PR #1496, opened 2022-07-12
[bazel] compile capnp

mikea:
Provides cc_capnp_library for capnp compilation.

### DIFF
--- a/c++/src/capnp/BUILD.bazel
+++ b/c++/src/capnp/BUILD.bazel
@@ -1,0 +1,245 @@
+load("@capnp-cpp//src/capnp:cc_capnp_library.bzl", "cc_capnp_library")
+
+cc_library(
+    name = "capnp",
+    srcs = [
+        "any.c++",
+        "arena.c++",
+        "blob.c++",
+        "c++.capnp.c++",
+        "dynamic.c++",
+        "layout.c++",
+        "list.c++",
+        "message.c++",
+        "schema.c++",
+        "schema.capnp.c++",
+        "schema-loader.c++",
+        "serialize.c++",
+        "serialize-packed.c++",
+        "stream.capnp.c++",
+        "stringify.c++",
+    ],
+    hdrs = [
+        "any.h",
+        "arena.h",
+        "blob.h",
+        "c++.capnp.h",
+        "capability.h",
+        "common.h",
+        "dynamic.h",
+        "endian.h",
+        "generated-header-support.h",
+        "layout.h",
+        "list.h",
+        "membrane.h",
+        "message.h",
+        "orphan.h",
+        "pointer-helpers.h",
+        "pretty-print.h",
+        "raw-schema.h",
+        "schema.capnp.h",
+        "schema.h",
+        "schema-lite.h",
+        "schema-loader.h",
+        "schema-parser.h",
+        "serialize.h",
+        "serialize-async.h",
+        "serialize-packed.h",
+        "serialize-text.h",
+        "stream.capnp.h",
+    ],
+    include_prefix = "capnp",
+    visibility = ["//visibility:public"],
+    deps = [
+        "//src/kj:kj-async",
+    ],
+)
+
+cc_library(
+    name = "capnp-rpc",
+    srcs = [
+        "capability.c++",
+        "dynamic-capability.c++",
+        "ez-rpc.c++",
+        "membrane.c++",
+        "persistent.capnp.c++",
+        "reconnect.c++",
+        "rpc.c++",
+        "rpc.capnp.c++",
+        "rpc-twoparty.c++",
+        "rpc-twoparty.capnp.c++",
+        "serialize-async.c++",
+    ],
+    hdrs = [
+        "ez-rpc.h",
+        "persistent.capnp.h",
+        "reconnect.h",
+        "rpc.capnp.h",
+        "rpc.h",
+        "rpc-prelude.h",
+        "rpc-twoparty.capnp.h",
+        "rpc-twoparty.h",
+    ],
+    include_prefix = "capnp",
+    visibility = ["//visibility:public"],
+    deps = [
+        ":capnp",
+    ],
+)
+
+cc_library(
+    name = "capnpc",
+    srcs = [
+        "compiler/compiler.c++",
+        "compiler/error-reporter.c++",
+        "compiler/generics.c++",
+        "compiler/grammar.capnp.c++",
+        "compiler/lexer.c++",
+        "compiler/lexer.capnp.c++",
+        "compiler/node-translator.c++",
+        "compiler/parser.c++",
+        "compiler/type-id.c++",
+        "schema-parser.c++",
+        "serialize-text.c++",
+    ],
+    hdrs = [
+        "compiler/compiler.h",
+        "compiler/error-reporter.h",
+        "compiler/generics.h",
+        "compiler/grammar.capnp.h",
+        "compiler/lexer.capnp.h",
+        "compiler/lexer.h",
+        "compiler/module-loader.h",
+        "compiler/node-translator.h",
+        "compiler/parser.h",
+        "compiler/resolver.h",
+        "compiler/type-id.h",
+    ],
+    include_prefix = "capnp",
+    visibility = ["//visibility:public"],
+    deps = [
+        ":capnp",
+    ],
+)
+
+cc_binary(
+    name = "capnp_tool",
+    srcs = [
+        "compiler/capnp.c++",
+        "compiler/module-loader.c++",
+    ],
+    visibility = ["//visibility:public"],
+    deps = [
+        ":capnpc",
+        "//src/capnp/compat:json",
+    ],
+)
+
+cc_binary(
+    name = "capnpc-c++",
+    srcs = [
+        "compiler/capnpc-c++.c++",
+    ],
+    visibility = ["//visibility:public"],
+    deps = [
+        ":capnpc",
+    ],
+)
+
+cc_binary(
+    name = "capnpc-capnp",
+    srcs = [
+        "compiler/capnpc-capnp.c++",
+    ],
+    visibility = ["//visibility:public"],
+    deps = [
+        ":capnpc",
+    ],
+)
+
+# capnp files that are implicitly available for import to any .capnp.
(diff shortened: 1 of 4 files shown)


c++/src/capnp/BUILD.bazel
```diff
@@ -0,0 +1,245 @@
...
+    ],
+)
+
+filegroup(
+    name = "testdata",
+    srcs = glob(["testdata/**/*"]),
+)
+
+cc_capnp_library(
+    name = "test_capnp",
```
uhthomas, line 189: the convention is capnp_test, or capnp_test_library I believe

c++/src/capnp/cc_capnp_library.bzl
```diff
@@ -0,0 +1,114 @@
...
+        includes.append(src_prefix)
+
+    system_include = _workspace_path(ctx.attr._capnp_system.label, "src")
+
+    out_dir = ctx.var["GENDIR"]
+    if src_prefix != "":
+        out_dir = out_dir + "/" + src_prefix
+
+    cc_out = "-o%s:%s" % (ctx.executable._capnpc_cxx.path, out_dir)
+    args = ["compile", "--verbose", cc_out] + \
```
uhthomas, line 34: prefer ctx.actions.args()

c++/src/capnp/cc_capnp_library.bzl
```diff
@@ -0,0 +1,114 @@
+"""Bazel rule to compile .capnp files into c++."""
+
+capnp_provider = provider("Capnproto Provider", fields = {
+    "includes": "includes for this target (transitive)",
+    "inputs": "src + data for the target",
+    "src_prefix": "src_prefix of the target",
+})
+
+def _workspace_path(label, path):
```
uhthomas, line 9: why is this needed? shouldn't the path generated by bazel be fine?

c++/src/capnp/cc_capnp_library.bzl
```diff
@@ -0,0 +1,114 @@
...
+_capnp_gen = rule(
+    attrs = {
+        "srcs": attr.label_list(allow_files = True),
+        "deps": attr.label_list(providers = [capnp_provider]),
+        "data": attr.label_list(allow_files = True),
+        "outs": attr.output_list(),
+        "src_prefix": attr.string(),
+        "_capnpc": attr.label(executable = True, allow_single_file = True, cfg = "exec", default = "@capnp-cpp//src/capnp:capnp_tool"),
+        "_capnpc_cxx": attr.label(executable = True, allow_single_file = True, cfg = "exec", default = "@capnp-cpp//src/capnp:capnpc-c++"),
+        "_capnpc_capnp": attr.label(executable = True, allow_single_file = True, cfg = "exec", default = "@capnp-cpp//src/capnp:capnpc-capnp"),
```
uhthomas, line 67: maybe use toolchains instead?

c++/src/capnp/cc_capnp_library.bzl
mikea: This is needed to generate -I directives when capnp is an external repo. Then this essentially adds "external/" prefix to paths where needed.

c++/src/capnp/cc_capnp_library.bzl
mikea: Frankly, after setting up c++ toolchain it seems like way too much work for very little benefit.

c++/src/capnp/cc_capnp_library.bzl
uhthomas: Bazel 6 removes the external/ stuff. Given this is a rule I really don't see why the file can't be passed to ctx.actions.args() and expanded automatically by Bazel.

c++/src/capnp/cc_capnp_library.bzl
uhthomas: The c++ toolchain stuff is a very different and tedious beast compared to regular toolchains. A capnp toolchain would be very simple and very beneficial. I can make a mock-up tomorrow if you like.

uhthomas:
also please add an empty `BUILD.bazel` file to `c++/`. Otherwise errors like:

```
(15:37:58) ERROR: /private/var/tmp/_bazel_thomas/796dd52d4d981101108548a9446ddca6/external/crate_index__segments-rpc-0.0.0/BUILD.bazel:5:22: no such package '@com_github_capnproto_capnproto//': The repository '@com_github_capnproto_capnproto' could not be resolved: Repository '@com_github_capnproto_capnproto' is not defined and referenced by '@crate_index__segments-rpc-0.0.0//:segments-rpc_build_script'
```

will occur.

c++/src/capnp/cc_capnp_library.bzl
mikea: > Given this is a rule I really don't see why the file can't be passed to ctx.actions.args() and expanded automatically by Bazel.

This doesn't get files as input, but directories. E.g. src-prefix is not a file but part of the name of the file, etc. I don't see how args will help.

mikea:
> If we're thinking of providing native rules, maybe we should also look at https://github.com/kgreenek/rules_capnproto? It seems quite fleshed out.

I feel that implementation is needlessly complicated and will definitely require lots of wrangling to adopt to this and runtime situation. I also think we prefer the original implementation for the speed.

c++/src/capnp/cc_capnp_library.bzl
mikea: I gave it a bit of thought and I don't think toolchain is necessary in this case. These files build capnp from these sources and use it. The goal is not to provide a separate independent implementation of cc_capnp_library. I don't think we need a toolchain complexity here.

mikea:
Comments address. PTAL @uhthomas

c++/src/capnp/cc_capnp_library.bzl
uhthomas: Given

```
"_capnp_system": attr.label(default = "@capnp-cpp//src/capnp:capnp_system_library"),
```

Can't this be changed to `attr.label(allow_files = True)` and then use `ctx.files._capnp_system[0].dirname`? I just don't see how appending the workspace root makes any sense within an action.

mikea: src_prefix is not like this anyway.

mikea: but done for capnp_system

build/.cmake/api/v1/query/client-vscode/query.json
```diff
@@ -0,0 +1 @@
+{"requests":[{"kind":"cache","version":2},{"kind":"codemodel","version":2},{"kind":"toolchains","version":1}]}
```
uhthomas, line 1: ?

c++/src/capnp/cc_capnp_library.bzl
```diff
@@ -0,0 +1,119 @@
...
+        name = name + "_gen",
+        srcs = srcs,
+        deps = [s + "_gen" for s in deps],
+        data = data,
+        outs = hdrs + srcs_cpp,
+        src_prefix = src_prefix,
+        visibility = visibility,
+        target_compatible_with = target_compatible_with,
+    )
+    native.cc_library(
```
uhthomas, line 111: Why not just use [CcInfo](https://docs.bazel.build/versions/main/integrating-with-rules-cc.html#implementing-starlark-rules-that-depend-on-c-rules-andor-that-c-rules-can-depend-on)?

example from rules_go: https://github.com/bazelbuild/rules_go/blob/df02d01fb37701ff826697271220f043b364d1c1/go/private/rules/binary.bzl#L72

c++/src/capnp/cc_capnp_library.bzl
```diff
@@ -0,0 +1,119 @@
...
+
+def cc_capnp_library(
+        name,
+        srcs = [],
+        data = [],
+        deps = [],
+        src_prefix = "",
+        visibility = None,
+        target_compatible_with = None,
+        **kargs):
```
uhthomas, line 83: kwargs?

c++/src/capnp/cc_capnp_library.bzl
```diff
@@ -0,0 +1,119 @@
...
+        "data": attr.label_list(allow_files = True),
+        "outs": attr.output_list(),
+        "src_prefix": attr.string(),
+        "_capnpc": attr.label(executable = True, allow_single_file = True, cfg = "exec", default = "@capnp-cpp//src/capnp:capnp_tool"),
+        "_capnpc_cxx": attr.label(executable = True, allow_single_file = True, cfg = "exec", default = "@capnp-cpp//src/capnp:capnpc-c++"),
+        "_capnpc_capnp": attr.label(executable = True, allow_single_file = True, cfg = "exec", default = "@capnp-cpp//src/capnp:capnpc-capnp"),
+        "_capnp_system": attr.label(default = "@capnp-cpp//src/capnp:capnp_system_library"),
+    },
+    output_to_genfiles = True,
+    implementation = _impl,
```
uhthomas, line 72: prefer `_capnp_gen_impl` as convention

c++/src/capnp/BUILD.bazel
```diff
@@ -0,0 +1,245 @@
+load(":cc_capnp_library.bzl", "cc_capnp_library")
```
uhthomas, line 1: prefer absolute paths (//c++/src/capnp:cc_capnp_library)

c++/src/capnp/cc_capnp_library.bzl
mikea: I'm not sure what that is, it will take me some time to figure it out. Can I postpone this to a future PR?

Also what are the benefits of it? It is a cc_library anyway.

mikea:
@uhthomas I can't get rid of remaining workspace path because of src/prefix, otherwise I think I addressed everything. Is there anything else you'd like me to change?

@kentonv could you take a quick look too?

kkoenig (approved):

kkoenig:
> @uhthomas I can't get rid of remaining workspace path because of src/prefix, otherwise I think I addressed everything. Is there anything else you'd like me to change?
> 
> @kentonv could you take a quick look too?

I took a look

################

> **Exercise details**
Only the number should be given: the count of lines in the entries that contain the string "maybe".

> **Response**
2